Piacenza, operaio travolto e ucciso. I pm: "Non c'era nessuna protesta"

Investito da un tir, fermato l'autista: ha rischiato il linciaggio

Un operaio egiziano di 53 anni è stato travolto e ucciso ieri intorno alle 23:45 da un camion all'esterno dell'azienda Gls, corriere espresso con sedi in varie citta'. L'autista, 43 anni, e' poi sfuggito per un soffio al linciaggio degli altri operai prima di essere fermato dalla Polizia: è già stato rilasciato ed è indagato a piede libero per omicidio stradale. I soccorritori del 118 hanno tentato le manovre di rianimazione ma l'operaio, padre di cinque figli e aderente al sindacato Usb, e' deceduto sul posto. 

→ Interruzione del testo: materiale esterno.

PR #860, opened 2024-04-08
Port consideration in statistics module

FabianHofmann:
* The statistics module introduces a new keyword argument `at_port` to all functions. This allows considering the port of a component when calculating statistics. Depending on the function, the default of `at_port` is set to `True` or `False`, for example for the dispatch all ports are considered.

* The statistics module now supports an optional `port` argument in `groupby` functions. This allows to group statistics while considering the port of a component.

* The `statistics.revenue` function introduces a new keyword argument `kind` to optionally calculate the revenue based on the `input` commodity or the `output` commodity of a component.

## Checklist

### DIFF
--- a/pypsa/statistics.py
+++ b/pypsa/statistics.py
@@ -14,6 +14,7 @@ __copyright__ = (
 
 import logging
 from functools import reduce, wraps
+from inspect import signature
 
 import numpy as np
 import pandas as pd
@@ -41,11 +42,20 @@ def get_bus_and_carrier(n, c, port="", nice_names=True):
     """
     Get the buses and nice carrier names for a component.
     """
-    if port == "":
-        bus = "bus0" if "bus" not in n.df(c) else "bus"
-    else:
-        bus = f"bus{port}"
+    bus = f"bus{port}"
     return [n.df(c)[bus].rename("bus"), get_carrier(n, c, nice_names=nice_names)]
+
+
+def get_bus_unit_and_carrier(n, c, port="", nice_names=True):
+    """
+    Get the buses and nice carrier names for a component.
+    """
+    bus = f"bus{port}"
+    return [
+        n.df(c)[bus].rename("bus"),
+        n.df(c)[bus].map(n.buses.unit).rename("unit"),
+        get_carrier(n, c, nice_names=nice_names),
+    ]
 
 
 def get_name_bus_and_carrier(n, c, port="", nice_names=True):
@@ -119,6 +129,11 @@ def get_ports(n, c):
     return [col[3:] for col in n.df(c) if col.startswith("bus")]
 
 
+def get_stacked_ports(n, c):
+    ports = get_ports(n, c)
+    return pd.concat([n.df(c)[f"bus{p}"][lambda ds: ds != ""] for p in ports])
+
+
 def port_mask(n, c, port="", bus_carrier=None):
     """
     Get a mask of components which are optionally connected to a bus with a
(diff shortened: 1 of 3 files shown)


pypsa/statistics.py
```diff
@@ -119,6 +129,11 @@ def get_ports(n, c):
     return [col[3:] for col in n.df(c) if col.startswith("bus")]
 
 
+def get_stacked_ports(n, c):
```
p-glaum, line 132: Why do we need this function, because currently it is not used.

pypsa/statistics.py
```diff
@@ -190,6 +204,48 @@ def get_transmission_carriers(n, bus_carrier=None):
...
+        if "port" in signature(groupby).parameters:
+            by = groupby(n, c, port=port, nice_names=nice_names)
+        else:
+            by = groupby(n, c, nice_names=nice_names)
+    elif isinstance(groupby, list):
+        by = [n.df(c)[key] for key in groupby]
+    elif isinstance(groupby, str):
+        by = n.df(c)[groupby]
+    elif isinstance(groupby, dict):
+        # TODO: fix kwargs behavior. what is this used for again?
```
p-glaum, line 239: I think this was formerly used for the energy balance, where we wanted group by the index levels so we needed something like {"level":["bus", "carrier", "bus_carrier"]}

p-glaum: I think we can now remove it

pypsa/statistics.py
```diff
@@ -210,19 +266,52 @@ def aggregate_timeseries(df, weights, agg="sum"):
...
+    """
+    Filter the DataFrame for components which are connected to a bus with
+    carrier `bus_carrier`.
+    """
+    if bus_carrier is None:
+        return df
+
+    ports = n.df(c).loc[df.index, f"bus{port}"]
+    port_carriers = ports.map(n.buses.carrier)
+    if isinstance(bus_carrier, str):
```
p-glaum, line 291: I think here it would be nice to have somehing like I did before, that we fist check if the `string` is in n.buses.carrier.unique() and if not we look if the bus_carriers contain the `string`

pypsa/statistics.py
```diff
@@ -210,19 +266,52 @@ def aggregate_timeseries(df, weights, agg="sum"):
...
+        return df[port_carriers == bus_carrier]
```
p-glaum, line 292: something like:

```suggestion
    if isinstance(bus_carrier, str):
        if bus_carrier in n.buses.carrier.unique():
            return df[port_carriers == bus_carrier]
        else:
            return df[bus_carrier in port_carriers]
```

pypsa/statistics.py
```diff
@@ -41,13 +42,22 @@ def get_bus_and_carrier(n, c, port="", nice_names=True):
...
     """
-    if port == "":
-        bus = "bus0" if "bus" not in n.df(c) else "bus"
-    else:
-        bus = f"bus{port}"
+    bus = f"bus{port}"
     return [n.df(c)[bus].rename("bus"), get_carrier(n, c, nice_names=nice_names)]
 
 
+def get_bus_unit_and_carrier(n, c, port="", nice_names=True):
```
p-glaum, line 49: should add it to Groupers

pypsa/statistics.py
```diff
@@ -898,48 +980,32 @@ def energy_balance(
             Note that for {'mean', 'sum'} the time series are aggregated to MWh
```
p-glaum, line 980: Maybe make the energy balance compatible with attributes of other statistic functions and make the attribute aggregate_bus setting the grouper to the corresponding one.

pypsa/statistics.py
```diff
@@ -898,48 +980,32 @@ def energy_balance(
...
-            return aggregate_timeseries(p, weights, agg=aggregate_time)
-
-        groupby = ["carrier", "bus_carrier"]
-        if not aggregate_bus:
-            groupby.append("bus")
-
-        df = aggregate_components(
-            n,
-            func,
+        if aggregate_bus:
```
p-glaum, line 983: maybe also add the other attributes from dispatch like `groupby`to the energy_balance and add warning that with `aggregate_bus=True`, this attribute will be ignored

PR #851, opened 2024-03-12
Improve statistics

p-glaum:
Closes # (if applicable).

## Changes proposed in this Pull Request

Does the aggregation to the wanted grouper format while having the most details. Therefore, one can retrieve the supply for the correct location and can group it for the countries. This is still compatible with the former grouper functions and should be completely backwards compatible.
Furthermore, now one can similarly to `supply` and `withdrawal` split the revenue into `input_cost` and `output_revenue`

## Checklist

- [ ] Improve documentation and examples
- [ ] Code changes are sufficiently documented; i.e. new functions contain docstrings and further explanations may be given in `doc`.
- [ ] Unit tests for new features were added (if applicable).
- [x] Newly introduced dependencies are added to `environment.yaml`, `environment_docs.yaml` and `setup.py` (if applicable).
- [ ] A note for the release notes `doc/release_notes.rst` of the upcoming release is included.
- [x] I consent to the release of this PR's code under the MIT license.

PR #868, opened 2024-04-16
Improve statistics 2.0

p-glaum:
This combines the features from #860 and #851 to have a final version with all the new features while providing backwards compatibility. The only change which is not backward compatible is the default grouper from all `energy_balance` related features like `supply`, `withdrawal`, `dispatch`. But we think it is better to have the new grouper which retains the information on the bus carrier instead of summing different bus carriers (e.g. electricity and heat energy). 

I validated the PR against the current statistics module, and it provides the same values for the combination of statistics methods and groupers.

Closes PR #860 

## Checklist

### DIFF
--- a/pypsa/statistics.py
+++ b/pypsa/statistics.py
@@ -129,11 +129,6 @@ def get_ports(n, c):
     return [col[3:] for col in n.df(c) if col.startswith("bus")]
 
 
-def get_stacked_ports(n, c):
-    ports = get_ports(n, c)
-    return pd.concat([n.df(c)[f"bus{p}"][lambda ds: ds != ""] for p in ports])
-
-
 def port_mask(n, c, port="", bus_carrier=None):
     """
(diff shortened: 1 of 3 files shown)


pypsa/statistics.py
```diff
@@ -119,6 +129,11 @@ def get_ports(n, c):
     return [col[3:] for col in n.df(c) if col.startswith("bus")]
 
 
+def get_stacked_ports(n, c):
+    ports = get_ports(n, c)
+    return pd.concat([n.df(c)[f"bus{p}"][lambda ds: ds != ""] for p in ports])
+
+
```
FabianHofmann, line 136: I think we can remove this, right? Was an intermediate alternative route from me.

p-glaum: will do so.

FabianHofmann (approved):
great work @p-glaum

La ricostruzione della procura - "Quando è avvenuto l'incidente non era in atto alcuna manifestazione all'ingresso della Gls", ha precisato il capo della procura di Piacenza Salvatore Cappelleri. "Quando il Tir è uscito dalla ditta, dopo le regolari operazioni di carico, ha effettuato una manovra di svolta a destra. Inoltre escludiamo categoricamente che qualche preposto della Gls abbia incitato l'autista a partire. Davanti ai cancelli in quel momento non vi era alcuna manifestazione di protesta o alcun blocco da parte degli operai, che erano ancora in attesa di conoscere l'esito dell'incontro tra la rappresentanza sindacale e l'azienda. Allo stato attuale delle indagini riteniamo che l'autista non si sia accorto di aver investito l'uomo che è stato visto correre da solo incontro al camion che stava facendo manovra. Per questo si è deciso di rilasciare l'autista che, tra l'altro, è anche risultato negativo ai test di accertamento per le sostanze stupefacenti e l'alcol".

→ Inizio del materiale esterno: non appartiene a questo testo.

PR #870, opened 2024-04-17
Save shadow price for CO2Limit global constraint as positive

martavp:
Closes # (if applicable).

The dual of the CO2Limit global constraint was saved as negative due to[ the co2_emissions defined as -1](https://github.com/PyPSA/pypsa-eur/blob/a0436372febd158155fa469ce74a4cb69199c300/scripts/prepare_sector_network.py#L601). This PR forces the shadow CO2 price to be saved as a positive number. 

## Checklist

### DIFF
--- a/pypsa/optimization/optimize.py
+++ b/pypsa/optimization/optimize.py
@@ -417,7 +417,10 @@ def assign_duals(n, assign_all_duals=False):
         elif (c == "GlobalConstraint") and (
             (assign_all_duals or attr in n.df(c).index)
         ):
-            n.df(c).loc[attr, "mu"] = dual
+            if attr == 'CO2Limit':
+                n.df(c).loc[attr, "mu"] = dual*n.carriers.co2_emissions["co2"]
+            else:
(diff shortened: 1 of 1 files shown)


FabianHofmann:
@martavp I don't know if that is the right spot. people might name their constraints differently, "co2_limit", "co2limit", "co2-constraints' .... 
Like this, we are only covering one specific case. Would it not be better to fix that in pypsa-eur explicitely? Then we also leave the functionality and its logic generic without special cases.

martavp:
Thanks for the suggestion @FabianHofmann 

I know the solution is a bit hacky but at least self-explanatory. 

Would you suggest modifying the network in PyPSA-Eur after the optimize function was run?

Wouldn't potential people using different names for their co2Limite-related constraint also expect to get a positive value for the dual?

fneum:
I will close this suggestion as I think the shadow prices / duals should have consistent orientation. It's more a question of convention. In PyPSA and most solvers: Negative dual = reducing cost when constraint is relaxed in minimisation problem.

L'accusa dell'Usb - "Il conducente del camion che ha travolto e ucciso il nostro lavoratore e' stato incitato a forzare il picchetto da un addetto vicino all'azienda". Lo ha riferito Riccardo Germani, di Usb, presente alla manifestazione. "Gli urlavano 'parti, vai!' - ha raccontato - e quello e' partito investendo il nostro aderente".

"'Ammazzateci tutti' è il grido dei lavoratori della logistica di Piacenza. Un nostro compagno, un nostro fratello è stato assassinato durante il presidio e lo sciopero dei lavoratori della SEAM, ditta in appalto della GLS questa notte davanti ai magazzini dell’azienda. Il gravissimo fatto è l’epilogo di una serata di gravi tensioni, la USB aveva indetto una assemblea dei lavoratori per discutere del mancato rispetto degli accordi sottoscritti sulle assunzioni dei precari a tempo determinato", ha scritto il sindacato Usb.

"Di fronte al comportamento dell’azienda i lavoratori, che erano rimasti in presidio davanti ai cancelli, hanno iniziato lo sciopero immediato - prosegue la ricostruzione di Usb - Proprio durante azione di sciopero, un lavoratore, padre di 5 figli e impiegato nell’azienda dal 2003, è stato assassinato, sotto lo sguardo degli agenti di polizia da un camion in corsa che ha forzato il blocco. La testimonianza dei ricatti e dei soprusi che subiscono i lavoratori della logistica".